FREE Training Courses — 100+ Hours of Akka and Reactive Architecture Expertise Get Started
 

News & Articles

Full archive

August 23

2016

Akka Streams Integration, codename Alpakka

We believe that Akka Streams can be the tool for building a modern alternative to Apache Camel. That will not happen by itself overnight and this is a call for arms for the community to join us on this mission. The biggest asset of Camel is its rich set of endpoint components. We would like to see that similar endpoints are developed for Akka Streams. Our goal is to build a strong and healthy community around such integrations. We’ve already seen quite some up-take in the community, including connectors to S3, Kafka and more. Akka Streams are built around the core concept of being simple to extend using the powerful yet simple to use APIs. Added components can be used together with all other great things in Akka Streams, such as easy transformation and manipulation of the data stream.

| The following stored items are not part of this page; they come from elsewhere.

PR #1811, opened 2023-10-12
Fixes after CodeClimate lints

Throne3d:
A few different issues from https://github.com/glowfic-constellation/glowfic/pull/1598:

* after 1727b67c8d83414e80c1aa75aaf23930a11da648, we're trying to call .hide on a plain string, rather than a jQuery object! Broke the post/reply editor character box disappearing when you click outside its box.
* after ec0a965b52c611a5ff29304fac6beb48c3be28f4, keybindings to quickly go through forms in the galleries#add_new page were broken by some scoping rules around $(this)
* (Unrelated issue: galleries#add_new's keybindings weren't working for new rows properly, because they were being inserted in the tfoot instead of the tbody)
* after 76546f877c2d133daa8528df42225e2e53dfe5f6, icon submit was broken after removing an uploaded icon and going through the deleteUnusedIcons flow, because jQuery event propagation was being blocked by `return false`

### DIFF
--- a/app/assets/javascripts/galleries/add_new.js
+++ b/app/assets/javascripts/galleries/add_new.js
@@ -17,6 +17,7 @@ $(document).ready(function() {
   });
 });
 
+// eslint-disable-next-line complexity
 function processDirectionalKey(event) {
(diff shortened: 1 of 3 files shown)


teceler (approved):
That looks like it should fix the problem! I'm a little concerned there might be similar instances though.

Don’t hesitate to get involved!

In upcoming blog posts we will describe how to use the GraphStage API for building Sinks and Sources to connect to external data sources over various integration protocols. We will show how to handle challenges such as blocking and asynchronous communication. Transformations are also important for integration scenarios and we will illustrate how to implement a streaming XML parser as an example of such encoder/decoder stages.

Akka Streams already has a lot that are useful for integrations. Defining processing pipelines is what the Akka Streams DSL is all about and that is exactly what you need for operating on streaming data that cannot fit in memory as a whole. It handles backpressure in an efficient non-blocking way that prevents out-of-memory errors, which is a typical problem when using unbounded buffering with producers that are faster than consumers.

The following are examples of things that are readily available for building your integrations with Akka Streams today (all available with Java and Scala APIs).

  • Akka Http - HTTP client and server components, including support for WebSockets.
  • Akka Stream Kafka - Connector to Kafka.
  • Reactive Streams - Interoperate seamlessly with other Reactive Streams implementations. For example, you can use Akka Streams together with MongoDB Reactive Streams Java Driver for integrating with MongoDB.
  • Streaming TCP - Low level TCP based protocols.
  • Streaming File IO - Reading and writing files.
  • mapAsync - Integration with anything that has an asynchronous API based on CompletionStage or futures.
  • Framing - Decoding a stream of unstructured byte chunks into a stream of frames. Delimiter, length field, JSON.

Using Akka Streams and the currently available connectors, an ETL example that deals with multiple data sources and destinations is as straightforward as this:

    // Read huge file with Wikipedia content
    Source<WikipediaEntry, CompletionStage<IOResult>> wikipediaEntries =
      FileIO.fromPath(Paths.get("/tmp", "wiki"))
        .via(parseWikiEntries());

    // Enrich the data by fetching matching image from a
    // web service with HTTP
    Source<RichWikipediaEntry, CompletionStage<IOResult>> enrichedData =
      wikipediaEntries
        .via(enrichWithImageData);

    // Store content in Kafka and corresponding image in AWS S3
    enrichedData
      .alsoTo(s3ImageStorage())
      .to(kafkaTopic)
      .run(materializer);

In the above example we use Akka Http to enrich the data:

    // parallel fetching of additional data using Akka HTTP, the response is an image
    final int parallelism = 8;
    final Http http = Http.get(system);
    Flow<WikipediaEntry, RichWikipediaEntry, NotUsed> enrichWithImageData =
      Flow.of(WikipediaEntry.class)
        .mapAsyncUnordered(parallelism, w -> {
          final HttpRequest request = HttpRequest.create(
              "http://images.example.com/?query=" + w.title());

          return http.singleRequest(request, mat)
            .thenCompose(response -> {
                final CompletionStage<HttpEntity.Strict> entity =
                  response.entity().toStrict(1000, materializer);
                return entity.thenApply(e -> new RichWikipediaEntry(w, e.getData()));
              }
            );
        });

We use Akka Stream Kafka to publish the content to a Kafka topic:

    Sink<RichWikipediaEntry, NotUsed> kafkaTopic =
      Flow.of(RichWikipediaEntry.class)
        .map(entry -> entry.wikipediaEntry().content())
        .map(elem -> new ProducerRecord("contents", elem))
        .to(Producer.plainSink(producerSettings));

The Github repository to use for contributing your favorite integration component is Alpakka. Please create issues and pull requests for discussion and proposals. Take a look at the list of Camel components for inspiration. Implementations in Java or Scala are welcome.

This will be great fun, we are looking forward to your contributions!